会議通訳者の高松珠子さんのBLOGOS記事が面白いです。

アントニオ猪木の「元気ですかー!」は、どうやって英語に訳すのか?-会議通訳者・高松珠子氏インタビュー(前編)

英語をマスターするというのは“大きな図書館の鍵”を受け取ること-会議通訳者・高松珠子氏インタビュー(後編)

目次

同時通訳について

当然のことながら同時通訳者の英語力はハンパないです。日本語・英語共に一般の人よりも上のレベルの語学力があることを前提としています。逆に英語の先生というのは大した英語力がなくてもできる仕事です。英語の先生は英語ができない人を相手にします。だから英語を話す必要もなければ英語でエッセイを書く必要もありません。どだい仕事中朝から夕方までずっと日本語使っていて、中学や高校の英語の先生が英語ができるようになるわけがありません。実は彼らに英語を教える教育大学の英語担当教授の多くも英語をまともに使えません。「教える」という職業はできない人を対象にした仕事ですからまがい物がよくまぎれます。

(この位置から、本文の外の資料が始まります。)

PR #578, opened 2021-11-17
543 add location query part 2

andreievg:
Closes: #543 

* Added location to stock line and invoice line
* Added stock to location
* Added test for stock in location

Was going to add tests for location and stock/invoice line, but thought to hold of, it seems easier to test this when services as exposed as traits. (did manual graphql test for those)


clemens-msupply (approved):
Looks good to me

PR #601, opened 2021-11-23
Use a PermissionDSL struct instead of some checker functions

clemens-msupply:
- Global permission setup
- Introduce a ValidationService (needed for testing to swap out the
global permissions)
- Remove StorageConnection setup since this would be replaced when using
a service factory.

Still a bit verbose, may another validation helper method once we have
the service factory (?)...

### DIFF
--- a/service/src/permission_validation.rs
+++ b/service/src/permission_validation.rs
@@ -1,46 +1,32 @@
-use log::error;
-use repository::{StorageConnection, StorageConnectionManager};
+use std::collections::HashMap;
+
+use repository::StorageConnection;
 
 use crate::{
     auth_data::AuthData,
-    permissions::{ApiRole, PermissionService, UserPermissions},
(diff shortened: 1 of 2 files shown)


service/src/permission_validation.rs
```diff
@@ -1,46 +1,32 @@
...
-        let name = "api role".to_string();
-        if let Some(_) = data.permissions.api.iter().find(|r| r == &&ApiRole::Admin) {
-            return (name, None);
-        }
-        if let Some(_) = data.permissions.api.iter().find(|r| r == &&role) {
-            return (name, None);
-        }
-        (name, Some("Missing api role".to_string()))
-    })
+/// TODO use lasy_static! ?
```
andreievg, line 25: Would assume we can add this to authentication service instantiation (either when it's instantiated and put into registry or service factory/provider), thus wouldn't need to instantiate it on every call to the service.

andreievg (approved):
Thanks!

PR #603, opened 2021-11-23
Remove #[graphql(flatten)]

clemens-msupply:
Surprising easy to remove the macro!

For the NodeError when getting the invoice/line after mutating the invoice/line. I think if we put the whole mutation into a transaction we can remove the error and merge it into the invoice/line error? i.e. if we fail to retrieve the invoice/line than it is an internal error that shouldn't really happen.

Related, do we actually need to get the invoice/line after mutating it? isn't it enough to return the mutated invoice/line.

### DIFF
--- a/graphql/src/schema/mutations/inbound_shipment/insert.rs
+++ b/graphql/src/schema/mutations/inbound_shipment/insert.rs
@@ -3,8 +3,8 @@ use async_graphql::*;
 use crate::schema::{
     mutations::{ForeignKey, ForeignKeyError, RecordAlreadyExist},
     types::{
-        get_invoice_response, DatabaseError, ErrorWrapper, InvoiceNodeStatus, InvoiceResponse,
-        NameNode,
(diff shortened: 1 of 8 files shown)


andreievg:
> Surprising easy to remove the macro!

Cool, I am glad that the structure makes some things easy

> For the NodeError when getting the invoice/line after mutating the invoice/line. I think if we put the whole mutation into a transaction we can remove the error and merge it into the invoice/line error? i.e. if we fail to retrieve the invoice/line than it is an internal error that shouldn't really happen.

That sounds's better, for services to return InvoiceLine/Invoice. But yeah there is still the potential of DB error, but that could be internal error that will never really occurs, but still needs to be handled in rust (unless we do as suggested and return the InvoiceLine in mem rather then DB) 

> Related, do we actually need to get the invoice/line after mutating it? isn't it enough to return the mutated invoice/line.

I was thinking it's more accurate to return the line based on the new state of it in DB.

andreievg (approved):

clemens-msupply:
Thanks, I created a ticket for the error issue #605

PR #607, opened 2021-11-24
Add an item type

clemens-msupply:
Did I get the translation right?

```
        LegacyItemType::non_stock => ItemType::NonStock,
        LegacyItemType::service => ItemType::Service,
        LegacyItemType::general => ItemType::Stock,
```


andreievg:
> Did I get the translation right?

I think so. Although I am not sure what non stock would be in omSupplyl

andreievg (approved):
Thanks!

PR #608, opened 2021-11-24
Fix invoice filter like query

clemens-msupply:


mark-prins (approved):
👍  perfect! thanks - updated demo server and tested against that, works nicely

PR #609, opened 2021-11-25
514 numbering table

clemens-msupply:
Implements just a basic key value store (counter id -> value) and a NumberService that allows to specify store id an table.

What is the reason you wanted to store store id and table in the the number row? do we need to? I left it out for now because I though it can all be handled in the service (just my assumption, will add it if it's important).

I use the primary table key to store the counter name so that the db can use the index to look up the table by name (without creating a new index)...

For translation: how does sync works? how to make sure that local counter is not modified while new data is pulled from the central server?

EDIT: working on the transaction issue in a separate PR (the problem that the increment needs be done in an tx)


repository/src/db_diesel/number_row.rs
```diff
@@ -0,0 +1,52 @@
...
+                diesel::insert_into(number_dsl::number)
+                    .values(&row)
+                    .execute(&self.connection.connection)?;
+                Ok(row)
+            }
+            Err(err) => Err(err),
+        }
+    }
+
+    pub fn find_one_by_id(&self, counter_id: &str) -> Result<NumberRow, RepositoryError> {
```
andreievg, line 46: Should this be Result<Option, ?

andreievg (approved):
> What is the reason you wanted to store store id and table in the the number row? do we need to? I left it out for now because I though it can all be handled in the service (just my assumption, will add it if it's important).

Just though it's rude to have those identifiers as a concatenated strings, this caused some complicated code in mSupply when it ties to figure out which records need to sync to the site. And since we are going to re-write central some time, it would be good if both remote and central data structure matches (would change to store_id and table, etc.. as columns for to simplify sync in central).

> I use the primary table key to store the counter name so that the db can use the index to look up the table by name (without creating a new index)...

I have a feeling this is the reason it was done in mSupply. I think we don't actually need to look up by ID, and creating uuid should be simple. I do think we need to split up into store_id and table.

> For translation: how does sync works? how to make sure that local counter is not modified while new data is pulled from the central server?

this table should only have remote data (data editable only by the site where particular store_id is active), so should never update from central (apart form initial sync when initialising the site)

repository/src/db_diesel/number_row.rs
clemens-msupply: yes, don't know why I didn't do it... e3e5264
The commit also ensures the increment counter method rans in a transaction.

通訳者はできる人にしかできない職業です。通訳の仕事の中でも最も難しいのが会議通訳であり、同時通訳です。会議通訳者は会議があるたびに新たなトピックに挑戦して同時通訳します。サイマル・インターナショナル(有名な通訳・翻訳サービス会社)で会議通訳していた女性に、なんでそんなことが可能か、尋ねたことがあります。ボキャブラリーが豊富な人でも各専門分野の専門用語すべてに精通しているわけではありませんから。彼女の返事はこんな感じでした。

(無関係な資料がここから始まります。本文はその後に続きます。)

PR #610, opened 2021-11-25
Reuse existing tx on default when doing nested con.transaction() calls

clemens-msupply:
Add transaction_etc method which has the option to enforce a nested
transaction.

This avoids creating unnecessary nested transaction while ensuring that operations are performed in a transaction.

### DIFF
--- a/repository/src/db_diesel/storage_connection.rs
+++ b/repository/src/db_diesel/storage_connection.rs
@@ -65,10 +65,8 @@ impl StorageConnection {
     {
         let current_level = self.transaction_level.get();
         if current_level > 0 && reuse_tx {
-            return match f(self).await {
-                Ok(ok) => Ok(ok),
-                Err(err) => Err(TransactionError::Inner(err)),
-            };
+            let result = f(self).await.map_err(|err| TransactionError::Inner(err))?;
+            return Ok(result);
         }
 
         let con = &self.connection;
--- a/repository/src/db_diesel/storage_connection.rs
+++ b/repository/src/db_diesel/storage_connection.rs
@@ -1,3 +1,5 @@
+use std::cell::Cell;
+
 use super::{get_connection, DBBackendConnection, DBConnection};
 
 use crate::repository_error::RepositoryError;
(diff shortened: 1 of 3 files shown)


repository/src/db_diesel/storage_connection.rs
```diff
@@ -34,11 +44,33 @@ impl From<TransactionError<RepositoryError>> for RepositoryError {
...
+        f: F,
+        reuse_tx: bool,
+    ) -> Result<T, TransactionError<E>>
+    where
+        F: FnOnce(&'a StorageConnection) -> Fut,
+        Fut: Future<Output = Result<T, E>>,
+    {
+        let current_level = self.transaction_level.get();
+        if current_level > 0 && reuse_tx {
+            return match f(self).await {
```
andreievg, line 68: map_err ?

repository/src/db_diesel/storage_connection.rs
```diff
@@ -11,8 +13,16 @@ use futures_util::Future;
 
 pub struct StorageConnection {
     pub connection: DBConnection,
+    /// Current level of nested transaction.
+    /// For example:
+    /// 0 => no transaction
+    /// 1 => in transaction
+    /// 2 => 1st nested transaction
+    /// 3 => 2nd nested transaction
+    pub transaction_level: Cell<i32>,
```
andreievg, line 22: i guess this way you don't need to `mut` ?

andreievg (approved):
I think it's good to add to tests to make sure level is decreased correctly. Also since current_level helps with logging, maybe good to log level in transaction errors

andreievg:
Forgot to ask, do we need async transaction ?

repository/src/db_diesel/storage_connection.rs
clemens-msupply: Yes having it mut would have required quite a lot of changes and not sure if it would have worked, e.g. if we pass the storage connection to multiple services... I also tried an AtomicInt but then went with Cell.

repository/src/db_diesel/storage_connection.rs
clemens-msupply: thanks done 16ab7e4, I manually split it into two lines because it was a bit cryptic...

clemens-msupply:
I think we can remove async transaction, i.e. make the existing repos all sync

PR #1083, opened 2022-05-10
Docker build tools

andreievg:
Changes as per commit descriptions. Was easier to move changes then updating https://github.com/openmsupply/remote-server/pull/1020 from develop. There is one difference, refresh date was relocated to `demo` crate


demo/src/refresh_dates.rs
```diff
@@ -0,0 +1,592 @@
...
+
+            sql_query(&query).execute(&self.connection.connection)?;
+        }
+
+        Ok(())
+    }
+}
+
+// Couldn't find less hacky way to serialise manually
+table! {
```
clemens-msupply, line 247: had a quick look at the [ToSql](https://docs.diesel.rs/diesel/serialize/trait.ToSql.html#) crate but gave up pretty quickly :)

server/src/cli.rs
```diff
@@ -0,0 +1,90 @@
...
+}
+
+#[derive(clap::Subcommand)]
+enum Action {
+    /// Export graphql schema
+    ExportGraphqlSchema,
+    /// Initialise empty database (existing database will be dropped, and new one created and migrated)
+    InitialiseDatabase,
+    /// Initilise from running mSupply server
+    InitialiseFromCentral {
```
clemens-msupply, line 31: Think some more details what exactly this InitialiseFromCentral command is doing would be helpful for the user

service/src/login.rs
```diff
@@ -71,9 +72,12 @@ impl LoginService {
...
             Ok(result) => Ok(result),
             Err(err) => {
-                let delay = Duration::from_secs(min_err_response_time_sec)
-                    - now.elapsed().unwrap_or(Duration::from_secs(0));
-                tokio::time::sleep(delay).await;
+                let elapsed = now.elapsed().unwrap_or(Duration::from_secs(0));
+                let minimum = Duration::from_secs(min_err_response_time_sec);
+                if elapsed < minimum {
+                    tokio::time::sleep(minimum - elapsed).await;
+                }
```
clemens-msupply, line 79: Was it just a refactor or was it a problem? I remember fixing a test issue where subtracting a Duration panicked because the result becomes negative but couldn't find it right now...

clemens-msupply (approved):
Looks good thanks you!

service/src/login.rs
andreievg: Hmm, I can't replicate this in API, even if i put a breakpoint in 4d and delay a bit longer. But in cli, when `min_err_response_time_sec = 0` it throws an overflow error

demo/src/refresh_dates.rs
andreievg: yeah i tried it too but to no resolve (it serialises to bytes, meant to be sent as part of parameters, i.e. $1, $2, so doesn't work as string substitution), but `sql_query` doesn't support parameters

server/src/cli.rs
andreievg: 83f11cc0eb66feb67643a05bd1a8e27a77ffd572, will need to change description once we specify sync credentials and url via cli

「そりゃあ大変ですよ。会議の前日は専門用語を1000語以上覚えないといけないし」

1日に1000語覚えるって…。

その時はウソだと思いました。今は、私も毎日お風呂に入っているときに25分位で40語くらいの英単語を覚えていますから、「30分40語として1時間80語、13時間で1000語超えるから不可能な数字ではないな」くらいに思っていますが。

ちなみにこれは短期記憶です。短期記憶は一週間後にはほとんど記憶に残りません。その彼女も会議が終わったら覚えたものはほとんど忘れると言っていました。短期記憶を長期記憶に変えるには繰り返し覚え直す必要があります。

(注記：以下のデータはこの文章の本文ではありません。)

PR #1086, opened 2022-05-12
1070 android tls

### LINKED ISSUE #1070: Android requires permissive cors settings -> security issue?
remote-server on Android runs on localhost and thus requires permissive cors settings, check if this is a security problem.

clemens-msupply:
- Add option to configure the certs directory
- Use rustls instead of openssl to avoid openssl issues on Android

Closes #1070

### DIFF
--- a/android/src/android.rs
+++ b/android/src/android.rs
@@ -3,14 +3,17 @@
 pub mod android {
     extern crate jni;
 
+    use std::io::Write;
+    use std::path::{Path, PathBuf};
     use std::thread::{self, JoinHandle};
     use std::{collections::HashMap, sync::Mutex};
 
     use jni::sys::{jchar, jshort};
+    use rcgen::generate_simple_self_signed;
     use repository::database_settings::DatabaseSettings;
 
     use server::settings::{ServerSettings, Settings};
-    use server::start_server;
+    use server::{start_server, PRIVATE_CERT_FILE, PUBLIC_CERT_FILE};
     use tokio::sync::oneshot;
 
     use self::jni::objects::{JClass, JString};
@@ -56,6 +59,20 @@ pub mod android {
         })
     });
 
+    fn generate_certs(cert_dir: &PathBuf) {
+        let subject_alt_names = vec!["localhost".to_string()];
+        let cert = generate_simple_self_signed(subject_alt_names).unwrap();
+
+        std::fs::create_dir_all(cert_dir).unwrap();
+        let mut file = std::fs::File::create(cert_dir.join(PRIVATE_CERT_FILE)).unwrap();
+        file.write_all(cert.serialize_private_key_pem().as_bytes())
+            .unwrap();
+
+        let mut file = std::fs::File::create(cert_dir.join(PUBLIC_CERT_FILE)).unwrap();
+        file.write_all(cert.serialize_pem().unwrap().as_bytes())
+            .unwrap();
+    }
+
     /// Bindings test method. TODO: remove when not needed anymore
     #[no_mangle]
     pub unsafe extern "C" fn Java_org_openmsupply_client_RemoteServer_rustHelloWorld(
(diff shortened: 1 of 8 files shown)


server/src/lib.rs
```diff
@@ -341,32 +355,67 @@ pub async fn start_server(
...
 }
 
-const PRIVATE_CERT_FILE: &str = "./certs/key.pem";
-const PUBLIC_CERT_FILE: &str = "./certs/cert.pem";
-fn find_certs() -> ServerCertType {
-    if !Path::new(PRIVATE_CERT_FILE).exists() || !Path::new(PUBLIC_CERT_FILE).exists() {
+pub const PRIVATE_CERT_FILE: &str = "key.pem";
+pub const PUBLIC_CERT_FILE: &str = "cert.pem";
+
+fn find_certs(cert_dir: &str) -> ServerCertType {
```
andreievg, line 374: Would prefer a seperate file for cert specific methods.

clemens-msupply: [d468c5f](https://github.com/openmsupply/remote-server/pull/1086/commits/d468c5ffca6e8727516611e5680dc251f69267ca)

I moved all self signed cert related code. Think its much cleaner now, thanks!

android/src/android.rs
```diff
@@ -56,6 +60,20 @@ pub mod android {
         })
     });
 
+    fn generate_certs(cert_dir: &PathBuf) {
+        let subject_alt_names = vec!["localhost".to_string()];
+        let cert = generate_simple_self_signed(subject_alt_names).unwrap();
```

ところでこの女性は30代の時に不慮の事故で亡くなりました。帰国子女で上智大学卒業後にすぐにサイマルに入社して20代でトップの会議通訳者として活躍していました。久米宏のニュースステーションで同時通訳をすることもよくありました。今も生きていたら、同時通訳と言えば彼女か高松さんか、って感じになっていたでしょうね。

閑話休題

高松式テレビドラマ学習法

高松さんの以下の英語学習法を勧めています。

私のお勧めの勉強法は、英語のテレビ番組を見ることです。映画よりもテレビドラマのシリーズがお勧めです。私は責任ある立場の方に会うたびにお願いしているのですが、法律を変えてでも、英語の番組を放送する際には英語のテロップを流すことを義務付けてもらいたいと考えています。今、私の家はケーブルテレビに入っているのですが、バイリンガルの放送はやっていてもテロップは日本語だけなんですね。英語を聞きながら、日本語を読んでも何の意味もありません。言葉と音が一致することによって勉強になるんです。

欧米では、元々難聴者のためのテロップが存在するのですが、調査したところ、実際にこのテロップを見ているのは難聴者の方よりも移民が多かったそうです。移民の方々が語学取得のために使っているということです。日本人は中学から英語を勉強していて、たくさんボキャブラリーを持っていますから、ちょっと耳の慣れが必要なだけで、読みながら音を確認していけば、どんどん上達するはずです。

字幕があっても、どうしてもスピードが速くて聞き取れないとか、きちんと読みたいと思ったら、番組の名前とscript、脚本といれて検索すれば、脚本がアップされていたりしますから、そういうものをダウンロードしてみればよいでしょう。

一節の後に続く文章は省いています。